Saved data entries
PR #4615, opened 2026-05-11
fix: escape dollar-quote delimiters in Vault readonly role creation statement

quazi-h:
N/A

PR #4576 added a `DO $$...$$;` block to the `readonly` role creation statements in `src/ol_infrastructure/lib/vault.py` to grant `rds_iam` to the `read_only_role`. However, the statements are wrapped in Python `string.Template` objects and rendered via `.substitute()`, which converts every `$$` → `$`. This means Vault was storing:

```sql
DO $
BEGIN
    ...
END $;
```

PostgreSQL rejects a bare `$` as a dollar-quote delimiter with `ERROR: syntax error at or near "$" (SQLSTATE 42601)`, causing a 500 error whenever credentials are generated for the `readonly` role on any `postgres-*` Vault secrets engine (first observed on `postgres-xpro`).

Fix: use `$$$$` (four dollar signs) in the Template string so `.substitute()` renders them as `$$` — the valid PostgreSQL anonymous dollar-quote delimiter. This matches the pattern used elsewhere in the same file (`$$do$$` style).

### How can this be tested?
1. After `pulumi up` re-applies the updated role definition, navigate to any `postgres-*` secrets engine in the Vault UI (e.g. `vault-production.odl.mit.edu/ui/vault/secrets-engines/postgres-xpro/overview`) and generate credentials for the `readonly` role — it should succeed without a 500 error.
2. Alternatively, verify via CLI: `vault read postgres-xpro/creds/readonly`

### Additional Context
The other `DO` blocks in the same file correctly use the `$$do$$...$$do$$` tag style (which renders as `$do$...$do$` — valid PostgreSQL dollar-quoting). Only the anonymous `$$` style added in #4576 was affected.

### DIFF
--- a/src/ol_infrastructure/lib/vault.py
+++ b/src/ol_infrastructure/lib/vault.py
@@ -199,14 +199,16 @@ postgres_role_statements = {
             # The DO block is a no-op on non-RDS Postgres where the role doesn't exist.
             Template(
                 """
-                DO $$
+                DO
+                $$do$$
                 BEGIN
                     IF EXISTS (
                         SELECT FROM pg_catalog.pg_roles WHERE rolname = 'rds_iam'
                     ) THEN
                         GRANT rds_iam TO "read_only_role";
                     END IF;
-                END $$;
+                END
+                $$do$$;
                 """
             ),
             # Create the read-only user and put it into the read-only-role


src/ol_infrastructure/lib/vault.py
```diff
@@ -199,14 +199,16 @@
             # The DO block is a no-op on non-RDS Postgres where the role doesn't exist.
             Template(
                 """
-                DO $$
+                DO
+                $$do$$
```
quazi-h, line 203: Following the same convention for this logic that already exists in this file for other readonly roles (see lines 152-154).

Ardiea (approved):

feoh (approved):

# What to do
Reproduce the data shown above exactly, including every line.

# Task answer
PR #4615, opened 2026-05-11
fix: escape dollar-quote delimiters in Vault readonly role creation statement

quazi-h:
N/A

PR #4576 added a `DO $$...$$;` block to the `readonly` role creation statements in `src/ol_infrastructure/lib/vault.py` to grant `rds_iam` to the `read_only_role`. However, the statements are wrapped in Python `string.Template` objects and rendered via `.substitute()`, which converts every `$$` → `$`. This means Vault was storing:

```sql
DO $
BEGIN
    ...
END $;
```

PostgreSQL rejects a bare `$` as a dollar-quote delimiter with `ERROR: syntax error at or near "$" (SQLSTATE 42601)`, causing a 500 error whenever credentials are generated for the `readonly` role on any `postgres-*` Vault secrets engine (first observed on `postgres-xpro`).

Fix: use `$$$$` (four dollar signs) in the Template string so `.substitute()` renders them as `$$` — the valid PostgreSQL anonymous dollar-quote delimiter. This matches the pattern used elsewhere in the same file (`$$do$$` style).

### How can this be tested?
1. After `pulumi up` re-applies the updated role definition, navigate to any `postgres-*` secrets engine in the Vault UI (e.g. `vault-production.odl.mit.edu/ui/vault/secrets-engines/postgres-xpro/overview`) and generate credentials for the `readonly` role — it should succeed without a 500 error.
2. Alternatively, verify via CLI: `vault read postgres-xpro/creds/readonly`

### Additional Context
The other `DO` blocks in the same file correctly use the `$$do$$...$$do$$` tag style (which renders as `$do$...$do$` — valid PostgreSQL dollar-quoting). Only the anonymous `$$` style added in #4576 was affected.

### DIFF
--- a/src/ol_infrastructure/lib/vault.py
+++ b/src/ol_infrastructure/lib/vault.py
@@ -199,14 +199,16 @@ postgres_role_statements = {
             # The DO block is a no-op on non-RDS Postgres where the role doesn't exist.
             Template(
                 """
-                DO $$
+                DO
+                $$do$$
                 BEGIN
                     IF EXISTS (
                         SELECT FROM pg_catalog.pg_roles WHERE rolname = 'rds_iam'
                     ) THEN
                         GRANT rds_iam TO "read_only_role";
                     END IF;
-                END $$;
+                END
+                $$do$$;
                 """
             ),
             # Create the read-only user and put it into the read-only-role


src/ol_infrastructure/lib/vault.py
```diff
@@ -199,14 +199,16 @@
             # The DO block is a no-op on non-RDS Postgres where the role doesn't exist.
             Template(
                 """
-                DO $$
+                DO
+                $$do$$
```
quazi-h, line 203: Following the same convention for this logic that already exists in this file for other readonly roles (see lines 152-154).

Ardiea (approved):

feoh (approved):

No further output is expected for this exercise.